Clairement inspiré d’un vécu personnel, le dernier opus de Louis Garrel (devant et derrière la caméra) nous met en présence de Sylvie, la soixantaine resplendissante. Elle va se marier avec un prisonnier, Michel. Quand Abel, le fils de Sylvie, l’apprend, il se met dans une colère noire. Il espérait autre chose pour sa mère. Mais voilà, l’amour est le plus fort et Abel doit se rendre à l’évidence. La confrontation entre les deux hommes n’est pas simple. Par protection et sans rien dire, Abel « file » Michel une fois libéré. Malgré ses promesses, ce dernier a renoué avec ses anciens camarades. Il va même, sous la pression, l’avouer à Abel et lui dire l’objet de leur prochain braquage : un camion de… caviar qui vaut une fortune. Il va même lui proposer de l’associer car il a besoin de son futur beau-fils et de sa copine Clémence. Tous les deux seront en charge d’occuper le chauffeur dudit camion qui passe tous les jours à la même heure dans le même restaurant et commande le même menu. Autant vous le dire, la scène est d’ores et déjà culte. Et ce pour de multiples raisons. L’originalité d’une part, la virtuosité de la mise en scène, ainsi que le contenu car ce qui devait être un « scénario » se révèle un jeu de la vérité sous les yeux tendrement attentifs du routier. Louis Garrel nous a confié que cette histoire de caviar était plus vraie que vraie. Ce qui n’est déjà pas mal mais qu’en plus, n’étant pas spécialiste de braquage, il s’était rapproché d’ex-prisonniers qui lui avaient fait un plan d’enfer pour cambrioler ledit camion. Beaucoup trop naturaliste, ce plan a été abandonné et remplacé par celui que nous voyons dans le film, une scène vraiment tournée en état de grâce. L’histoire de ce malfrat amoureux (Michel), traité ici sous la forme d’une tragi-comédie penchant sérieusement quand même vers la comédie à l’italienne, croise subtilement des thèmes œdipiens ainsi que les conflits intergénérationnels.

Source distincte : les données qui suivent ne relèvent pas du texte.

PR #691, opened 2024-03-02
Fix re-encode for new bytebufs that were bigger than the received one

ytnoos:
If you tried to mark for re-encode a packet containing ItemStack and the received ByteBuf didn't have enough capacity to write the new data an error occurred. Allocating a new ByteBuf will allow us to always write the required bytes


api/src/main/java/com/github/retrooper/packetevents/util/PacketEventsImplHelper.java
```diff
@@ -103,7 +107,7 @@ public static PacketReceiveEvent handleServerBoundPacket(Object channel, User us
                 task.run();
             }
         }
-        return packetReceiveEvent;
+        return buffer;
```
retrooper, line 110: Why is the buffer returned, and the method return changed?

ytnoos: Because we have to retain the correct buffer, previously the buffer needed to be retained was always the `input` one, now if the packet is marked for `re-encode`, we clear the `input `buffer and allocate a new one where to write data.

retrooper:
Although I feel like there might be some method to fix this and reset the capacity, I'll just merge it.

PR #694, opened 2024-03-04
Correct NBT component style serialization

Kamilkime:
During development of one of our plugins we've noticed that display name components in the PLAYER_INFO_UPDATE packets were not colored correctly. Turns out it's a small error in the component style NBT serialization - the code expected the style to be in the `style` compound (I think adventure holds it that way in its components, maybe that's why it was written that way), when in fact the styling elements are directly in the component compound.

You can see the NBT styling description [here](https://wiki.vg/Text_formatting#Styling_fields) - as you can see it's e.g. just a `color` tag, it's not inside any other styling tag.

This PR just simply gets rid of the additional `style` compound, the styling data is read directly from the main component compound, and is written directly into the component compound.

### DIFF
--- a/api/src/main/java/com/github/retrooper/packetevents/util/adventure/AdventureNBTSerializer.java
+++ b/api/src/main/java/com/github/retrooper/packetevents/util/adventure/AdventureNBTSerializer.java
@@ -73,6 +73,7 @@ public class AdventureNBTSerializer implements ComponentSerializer<Component, Co
                 throw new IllegalStateException("Don't know how to deserialize " + nbt.getType() + " to text");
             }
         };
+
         String text = reader.read("text", textFunction);
         if (text == null) text = reader.read("", textFunction);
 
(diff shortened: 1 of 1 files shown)


AbhigyaKrishna:
Are you sure that style tags are serialized in the root tag and not in a separate "style" parent tag?

SamB440:
I tested this pr after updating and realising all messages I was sending were white - however there still seems to be a problem as the messages I send are now forced to their closest vanilla named colour.

Also everything seems to work fine in 1.20.2 even without this pr... but breaks in 1.20.4

Kamilkime:
> Are you sure that style tags are serialized in the root tag and not in a separate "style" parent tag for all versions?
> Also everything seems to work fine in 1.20.2 even without this pr... but breaks in 1.20.4

I think these two questions are actually similar - as you can see [here](https://wiki.vg/Text_formatting#Text_components), the NBT format for these messages was introduced in 1.20.3, so that would be why earlier versions are ok, iirc there is a check somewhere in packetevents which uses the NBT serializer only for the 1.20.3+. As to am I 100% sure if it all works always... Maybe not 100%, but our plugin is being tested on 1.16.5, 1.19.4, and 1.20.4, and it seems that everything works ok on all these versions, no errors to be seen.

> however there still seems to be a problem as the messages I send are now forced to their closest vanilla named colour

Right, I didn't notice it, it would be a problem in our plugin too 😅 

But fortunately it's not a bug, maybe just a lacking documentation - there is a color downsampling setting, so that they look ok on pre-1.16 clients. However this serializer is really only 1.20.3+, so maybe this setting is a bit unnecessary here. In any case - you can use `PacketEventsSettings#downsampleColors(false)` to turn that off during the packetevents load. Now it looks great, all colors are definitely RGB, thanks for noticing that 😃

image

Kamilkime:
So... Are we doing anything with this PR? It's quite small and quick :/

AbhigyaKrishna:
Thank you for the pr

PR #699, opened 2024-03-13
Added CommonPacketWrapper

Rubenicos:
This pull request is intended to make the code similar to Mojang code

I tried my best to avoid any API break, but some interactions require to change them completely (see breaking changes below)

### Additions

* Method to get `ConnectionState` from `PacketType`
* `CommonPacketWrapper` class, same has `PacketWrapper` but stores a `ConnectionState` to wrap different packets with the same structure but different protocol state
* Any wrapper previously covered by PacketEvents code as its common type (for example `WrapperClientPong` to replace `WrapperConfigClientPong` and `WrapperPlayClientPong`)
* Fallback ordinal value for `WrapperClientResourcePackStatus.Result`

### Changes

* All the wrappers replaced by its common wrapper type, now are marked as `Deprecated`

### Breaking changes

* `WrapperConfigClientResourcePackStatus` and `WrapperPlayClientResourcePackStatus` no longer have `Result` enum, use `WrapperClientResourcePackStatus.Result` instead

### Notes

* `WrapperServerDisconnect` can also replace `WrapperLoginServerDisconnect` but Mojang still maintain two separated classes for those packets
* `WrapperServerPing` can also create a wrapper for `WrapperPlayServerPing` on `CONFIGURATION` state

Réussissant une fusion parfaite entre les artistes choisis pour ce film, Louis Garrel parvient du même coup à nous offrir l’une des plus jubilatoires comédies que nous ayons vues depuis longtemps. Comédien hyper-sensible, formidablement émouvant et fabuleusement subtil, il incarne cet Abel possessif et meurtri, pas très courageux mais qui va jouer les Pieds Nickelés par force avec l’aide de Clémence, la meilleure amie de sa compagne disparue, ici Noémie Merlant, vibrionnante de vie, d’humour et de témérité. Roschdy Zem (Michel) et Anouk Grinberg (Sylvie) sont les parfaits interprètes de ce couple aussi improbable qu’attachant. Au total un film plaisir, ce qui n’a rien de vulgaire, glissant le marivaudage le plus émouvant dans un polar de la meilleure eau. Une réussite fantastique !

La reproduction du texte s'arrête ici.